Brown was personally called by Merkel, asking him to keep to a commitment for a programme conceived in the Cold War (mid-1980s) and probably of no real use to the UK compared to the more immediate requirement to balance the economic books.

There will be more European protests. Anxiety in Berlin relates to its own domestic politics and should not detain us. The bottom line for us is that the British were quite prepared to bung a £1bn wad towards the European attempt to be a strategic power in its own right as an entry price to the game.

Now the Eurofighter looks like a great white elephant, economically and potentially politically, a grand European project which is really a luxury item and, in fact, the pursuance of continental industrial policy by other means.

Its supporters are increasingly reduced to warning of the effects of a failure to proceed on an industry which provides 40,000 jobs. This is important politically when the main union involved is central to the New Labour project but the argument does not have a great deal to do with national defence needs.

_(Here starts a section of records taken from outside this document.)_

PR #693, opened 2022-05-27
Check allocated buffer size before copying response

redbaron:
Small safety check to ensure destination buffer has enough space.

### DIFF
--- a/Source/HTTP/httpcall_response.cpp
+++ b/Source/HTTP/httpcall_response.cpp
@@ -126,6 +126,11 @@ try
         return E_FAIL;
     }
 
+    if (call->responseBodyBytes.size() > bufferSize)
+    {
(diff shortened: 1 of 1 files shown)


jasonsandlin:
Can you put back memcpy_s on windows cause MS compilers yell about using secure version otherwise as I recall.  aka do:

    if (call->responseBodyBytes.size() > bufferSize)
    {
        return E_BOUNDS;
    }

#if HC_PLATFORM_IS_MICROSOFT
    memcpy_s(buffer, bufferSize, call->responseBodyBytes.data(), call->responseBodyBytes.size());
#else
    memcpy(buffer, call->responseBodyBytes.data(), call->responseBodyBytes.size());
#endif

redbaron:
@jasonsandlin , done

A £1bn subsidy to the defence sector is going to upset a lot of people. Those seeing public spending cuts and future tax rises and those sectors who have not received Government help, notably the rival automotive sector which has had minimal assistance, are not going to be well pleased.

Political Tensions

The military, who would rather have the money spent on improved equipment for missions like Afghanistan, are opposed and have friends in the Tory Party. Drifting liberal and left supporters of the Government, many on the cusp of walking out of the Labour coalition altogether, will not see the point.

The decision affects the Treasury (public finances), the Business Department (industrial policy) and the Ministry of Defence (allocation of limited resources), while pressure from European partners involves the Foreign Office. Eurosceptics could have a field day in the run-up to the June 4th vote.

The UK defence industry is getting equally irritated with the Tory Party’s alleged plans (as yet very unclear) to cut expenditure on defence. Tories are giving private assurances that certain programmes are safe (presumed to be the aircraft carriers) but, in public, the opposite impression is being given.

The Tory Party has the same problem as New Labour. It likes to talk tough and has its own services constituency but it also needs to win and hold power amongst a population who will not take kindly to high taxes and poor services if taxes only mean funding the military.

Prospects

We now have the prospect of two years’ of struggle by the defence and security services and industrial interests to sustain the ‘guns’ budget against some increasingly desperate social demands from the 'butter' interest, with each defence interest squabbling, in turn, over access to what remains.

Unlike the Edwardian era when German dreadnoughts threatened an empire, the 1930s when fascism looked to conquer Europe or the Cold War when Cossacks with snow on their boots threatened to reach the Channel, there are no serious national enemies on the horizon other than a few terrorists.

All in all, unless the 'guns' lobby comes up with a really good scare, they are going to find it harder and harder to compete with any democratic mandate for sustaining the welfare state and resisting tax increases. And perhaps quite right too ... unless, of course, some extraterrestrials arrive on cue.